%%

PR #6, opened 2020-12-28
Stream practice by ok

Ketch92:


src/main/java/practice/CandidateValidator.java
```diff
@@ -1,5 +1,17 @@
...
 
-public class CandidateValidator {
+import java.util.function.Predicate;
+import model.Candidate;
 
+public class CandidateValidator implements Predicate<Candidate> {
+    @Override
+    public boolean test(Candidate candidate) {
+        String[] yearsInUkraine = candidate.getPeriodsInUkr().split("-");
+        int periodInUkraine = Integer.parseInt(yearsInUkraine[1])
```
RomanDubovskyi, line 10: let's make "Ukrainia", 10 and 35 constants

src/main/java/practice/StreamPractice.java
```diff
@@ -14,18 +40,28 @@
      * "Can't get min value from list: method_input_list"
      */
     public int findMinEvenNumber(List<String> numbers) {
-        return 0;
+        return numbers.stream()
+                .flatMap(s -> Arrays.stream(s.split(",")))
+                .mapToInt(Integer::parseInt)
+                .filter(i -> i % 2 == 0)
+                .min()
+                .orElseThrow(() -> new RuntimeException("Can't get min value from list"));
```
RomanDubovskyi, line 48: let's add list to exception message

src/main/java/practice/StreamPractice.java
```diff
@@ -14,18 +40,28 @@
...
      * Then return the average of all odd numbers or throw NoSuchElementException.
      */
     public Double getOddNumsAverage(List<Integer> numbers) {
-        return 0D;
+        return IntStream.range(0, numbers.size())
+                .map(i -> i % 2 != 0 ? numbers.get(i) - 1 : numbers.get(i))
+                .filter(i -> i % 2 != 0)
+                .mapToDouble(i -> i)
+                .average()
+                .orElseThrow(NoSuchElementException::new);
```
RomanDubovskyi, line 62:
```suggestion
                .average()
                .get()
```
get will thro NoSuchElement exception by default

src/main/java/practice/StreamPractice.java
```diff
@@ -50,32 +90,27 @@ public Double getOddNumsAverage(List<Integer> numbers) {
...
-     * "2002-2015" For now we don't care if that was last 10 or not. We want to reuse our
-     * validation in future, so
-     * let's write our own impl of Predicate parametrized with Candidate in CandidateValidator.
-     */
-    public static List<String> validateCandidates(List<Candidate> candidates) {
-        return Collections.emptyList();
+        return peopleList.stream()
+                .filter(p -> p.getSex().equals(People.Sex.WOMEN)
+                        && p.getAge() >= femaleAge
+                        && !p.getCats().isEmpty())
```
RomanDubovskyi, line 110:
```suggestion
        return peopleList.stream()
                .filter(p -> p.getSex().equals(People.Sex.WOMEN)
                        && p.getAge() >= femaleAge)
```
+ try to use only single map and single flatMap operation in this task

RomanDubovskyi (changes requested):

src/main/java/practice/CandidateValidator.java
Ketch92: Ok, also moved 1 and 0 to constants.

src/main/java/practice/StreamPractice.java
Ketch92: Sure

src/main/java/practice/StreamPractice.java
Ketch92: humm.... I just thought that we want to define it explicitly, sure why not)

src/main/java/practice/StreamPractice.java
Ketch92: Nice, thx)

src/main/java/practice/StreamPractice.java
Ketch92: Ok, I just run the tests and it fails one of them if I want to change the message. I reversed the change and left it as it is. 
Or don't I got something right?

RomanDubovskyi: this should work 

src/main/java/practice/StreamPractice.java
RomanDubovskyi: that's predictable behavior that's why there is no need to explicitly declare it

src/main/java/practice/StreamPractice.java
```diff
@@ -14,18 +38,28 @@
      * "Can't get min value from list: method_input_list"
      */
     public int findMinEvenNumber(List<String> numbers) {
-        return 0;
+        return numbers.stream()
+                .flatMap(s -> Arrays.stream(s.split(",")))
+                .mapToInt(Integer::parseInt)
+                .filter(i -> i % 2 == 0)
+                .min()
+                .orElseThrow(() -> new RuntimeException("Can't get min value from list"));
```
RomanDubovskyi, line 46: left comment how to fix

src/main/java/practice/StreamPractice.java
```diff
@@ -50,32 +88,26 @@ public Double getOddNumsAverage(List<Integer> numbers) {
...
-     * "2002-2015" For now we don't care if that was last 10 or not. We want to reuse our
-     * validation in future, so
-     * let's write our own impl of Predicate parametrized with Candidate in CandidateValidator.
-     */
-    public static List<String> validateCandidates(List<Candidate> candidates) {
-        return Collections.emptyList();
+        return peopleList.stream()
+                .filter(p -> p.getSex().equals(People.Sex.WOMEN)
+                        && p.getAge() >= femaleAge
+                        && !p.getCats().isEmpty())
```
RomanDubovskyi, line 108:
```suggestion
```
we don't need the check,  flatMap gonna handle this situation for us)

RomanDubovskyi (changes requested):
nice, left 2 minor comments, rest is good)

src/main/java/practice/StreamPractice.java
Ketch92: Ok, thx. I found my mistake

src/main/java/practice/StreamPractice.java
Ketch92: Thanks)

src/main/java/practice/StreamPractice.java
Ketch92: Cool)

RomanDubovskyi (approved):

PR #17, opened 2020-12-29
Hw streams

Likh-Alex:


src/main/java/practice/StreamPractice.java
```diff
@@ -23,7 +52,11 @@ public int findMinEvenNumber(List<String> numbers) {
      * Then return the average of all odd numbers or throw NoSuchElementException.
      */
     public Double getOddNumsAverage(List<Integer> numbers) {
-        return 0D;
+        return IntStream.range(0, numbers.size())
+                .map(number -> number % 2 == 0 ? numbers.get(number) : numbers.get(number) - 1)
+                .filter(number -> number % 2 != 0)
+                .average()
+                .orElseThrow(NoSuchElementException::new);
```
Ketch92, line 59: you can you only get() it throws needed exception by default

src/main/java/practice/StreamPractice.java
```diff
@@ -50,7 +86,14 @@ public Double getOddNumsAverage(List<Integer> numbers) {
...
     public List<People> getWorkablePeople(int fromAge, int femaleToAge,
                                           int maleToAge, List<People> peopleList) {
-        return Collections.emptyList();
+        return peopleList.stream()
+                .filter(person -> person.getAge() >= fromAge
+                        && (person.getSex().equals(People.Sex.MAN)
+                        && person.getAge() <= maleToAge)
+                        || person.getAge() >= fromAge
+                        && (person.getSex().equals(People.Sex.WOMEN)
+                        && person.getAge() <= femaleToAge))
```
Ketch92, line 95: you can use the ternary operator here

src/main/java/practice/StreamPractice.java
```diff
@@ -59,23 +102,12 @@ public Double getOddNumsAverage(List<Integer> numbers) {
...
-     * let's write our own impl of Predicate parametrized with Candidate in CandidateValidator.
-     */
-    public static List<String> validateCandidates(List<Candidate> candidates) {
-        return Collections.emptyList();
+        return peopleList.stream()
+                .filter(person -> person.getSex().equals(People.Sex.WOMEN)
+                        && person.getAge() >= femaleAge)
+                .map(people -> people.getCats())
+                .flatMap(cats -> cats.stream())
+                .map(cat -> cat.getName())
```
Ketch92, line 110: you can use only one map operator

src/main/java/practice/StreamPractice.java
```diff
@@ -1,11 +1,35 @@
...
+     * and live in urk for 10 years. For the last requirement use field periodsInUkr,
+     * which has following view:
+     * "2002-2015" For now we don't care if that was last 10 or not. We want to reuse our
+     * validation in future, so
+     * let's write our own impl of Predicate parametrized with Candidate in CandidateValidator.
+     */
+    public static List<String> validateCandidates(List<Candidate> candidates) {
+        return candidates.stream()
+                .filter(new CandidateValidator())
+                .map(candidate -> candidate.getName())
```
Ketch92, line 28: can you change the method reference?

src/main/java/practice/StreamPractice.java
```diff
@@ -14,7 +38,12 @@
      * "Can't get min value from list: method_input_list"
      */
     public int findMinEvenNumber(List<String> numbers) {
-        return 0;
+        return numbers.stream()
+                .flatMap(stringNum -> Arrays.stream(stringNum.split(",")))
+                .mapToInt(s -> Integer.parseInt(s))
```
Ketch92, line 43: also method reference can be applied

Ketch92 (changes requested):

src/main/java/practice/StreamPractice.java
Likh-Alex: Done, thank you for an idea)

src/main/java/practice/StreamPractice.java
Likh-Alex: Done, refactored to use one map and one flatMap

src/main/java/practice/StreamPractice.java
Likh-Alex: I think in this particular case ternary operator shortens the code but complicates the readability. Anyway - done, it is good to practice)

src/main/java/practice/StreamPractice.java
Likh-Alex: Done, I just liked to use lambdas as they are clearer to me)

src/main/java/practice/StreamPractice.java
Likh-Alex: Done, as well)

Ketch92 (approved):

src/main/java/practice/StreamPractice.java
```diff
@@ -14,7 +38,12 @@
      * "Can't get min value from list: method_input_list"
      */
     public int findMinEvenNumber(List<String> numbers) {
-        return 0;
+        return numbers.stream()
+                .flatMap(stringNum -> Arrays.stream(stringNum.split(",")))
+                .mapToInt(Integer::parseInt)
+                .filter(num -> num % 2 == 0)
+                .min()
+                .orElseThrow(() -> new RuntimeException("Can't get min value from list"));
```
RomanDubovskyi, line 46:
```suggestion
                .orElseThrow(() -> new RuntimeException("Can't get min value from list: " + numbers));
```
let's make our message more informative

RomanDubovskyi (approved):
fix message, rest seems to be good👍

src/main/java/practice/StreamPractice.java
Likh-Alex: Done

PR #41, opened 2021-01-07
zero commit

entertainment-veks:


RomanDubovskyi:
try to use more informative commit and PR names
image

src/main/java/practice/CandidateValidator.java
```diff
@@ -1,5 +1,24 @@
 package practice;
 
-public class CandidateValidator {
+import java.util.function.Predicate;
+import model.Candidate;
 
+public class CandidateValidator implements Predicate<Candidate> {
+    @Override
+    public boolean test(Candidate candidate) {
```
RomanDubovskyi, line 8: this check may be simplified and it's better to declare nationality and age as a constant to avoid magic numbers/string

src/main/java/practice/StreamPractice.java
```diff
@@ -1,20 +1,39 @@
...
      * Given list of strings where each element contains 1+ numbers:
      * input = {"5,30,100", "0, 22, 7", ...}
      * return min integer value. One more thing - we're interested in even numbers.
      * If there is no needed data throw RuntimeException with message
      * "Can't get min value from list: method_input_list"
      */
+
     public int findMinEvenNumber(List<String> numbers) {
-        return 0;
+        OptionalInt result =
```
RomanDubovskyi, line 24: you can use method orElseThrow in stream and you won't need to declare a separate variable

src/main/java/practice/StreamPractice.java
```diff
@@ -1,20 +1,39 @@
...
+                numbers.stream()
+                .mapToInt(
```
RomanDubovskyi, line 26: you don't need to call min twice in stream

src/main/java/practice/StreamPractice.java
```diff
@@ -23,7 +42,19 @@ public int findMinEvenNumber(List<String> numbers) {
      * Then return the average of all odd numbers or throw NoSuchElementException.
      */
     public Double getOddNumsAverage(List<Integer> numbers) {
-        return 0D;
+        indexOfGetOddNumsAverage = 0;
+        OptionalDouble result = numbers.stream()
```
RomanDubovskyi, line 46: same here, use getAsDouble instead of creating a new optional variable and checking it

src/main/java/practice/StreamPractice.java
```diff
@@ -50,7 +84,23 @@ public Double getOddNumsAverage(List<Integer> numbers) {
      */
     public List<People> getWorkablePeople(int fromAge, int femaleToAge,
                                           int maleToAge, List<People> peopleList) {
-        return Collections.emptyList();
+
+        Predicate<People> getWorkablePeoplePredicator = people -> {
```
RomanDubovskyi, line 88: it will be shorter if you write this check without if and inside of the filter method, you can use just the logical operators

src/main/java/practice/StreamPractice.java
```diff
@@ -59,7 +109,12 @@ public Double getOddNumsAverage(List<Integer> numbers) {
      * return the names of all cats whose owners are women from `femaleAge` years old inclusively.
      */
     public List<String> getCatsNames(List<People> peopleList, int femaleAge) {
-        return Collections.emptyList();
+        return peopleList.stream()
+                .filter(people -> people.getSex().equals(People.Sex.WOMEN))
+                .filter(people -> people.getAge() >= femaleAge)
```
RomanDubovskyi, line 114: checklist

RomanDubovskyi (approved):

PR #44, opened 2021-04-20
added solution

freedmanMain:


src/main/java/practice/StreamPractice.java
```diff
@@ -1,80 +1,78 @@
...
-     */
     public Double getOddNumsAverage(List<Integer> numbers) {
-        return 0D;
+        return IntStream
+                .range(0, numbers.size())
+                .map(i -> i % 2 != 0 ? numbers.get(i) - 1 : numbers.get(i))
+                .filter(i -> i % 2 != 0)
+                .mapToDouble(d -> d)
+                .average()
+                .getAsDouble();
```
mankokolya, line 31: You forget to throw Exception here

%%

• BRIEF: Above are some records; copy exactly the lines from the one with "nice, left 2 minor comments, rest is good)" through the one with "Ketch92, line 59: you", both included, and no others.

• ANSWER BELOW:
nice, left 2 minor comments, rest is good)

src/main/java/practice/StreamPractice.java
Ketch92: Ok, thx. I found my mistake

src/main/java/practice/StreamPractice.java
Ketch92: Thanks)

src/main/java/practice/StreamPractice.java
Ketch92: Cool)

RomanDubovskyi (approved):

PR #17, opened 2020-12-29
Hw streams

Likh-Alex:


src/main/java/practice/StreamPractice.java
```diff
@@ -23,7 +52,11 @@ public int findMinEvenNumber(List<String> numbers) {
      * Then return the average of all odd numbers or throw NoSuchElementException.
      */
     public Double getOddNumsAverage(List<Integer> numbers) {
-        return 0D;
+        return IntStream.range(0, numbers.size())
+                .map(number -> number % 2 == 0 ? numbers.get(number) : numbers.get(number) - 1)
+                .filter(number -> number % 2 != 0)
+                .average()
+                .orElseThrow(NoSuchElementException::new);
```
Ketch92, line 59: you can you only get() it throws needed exception by default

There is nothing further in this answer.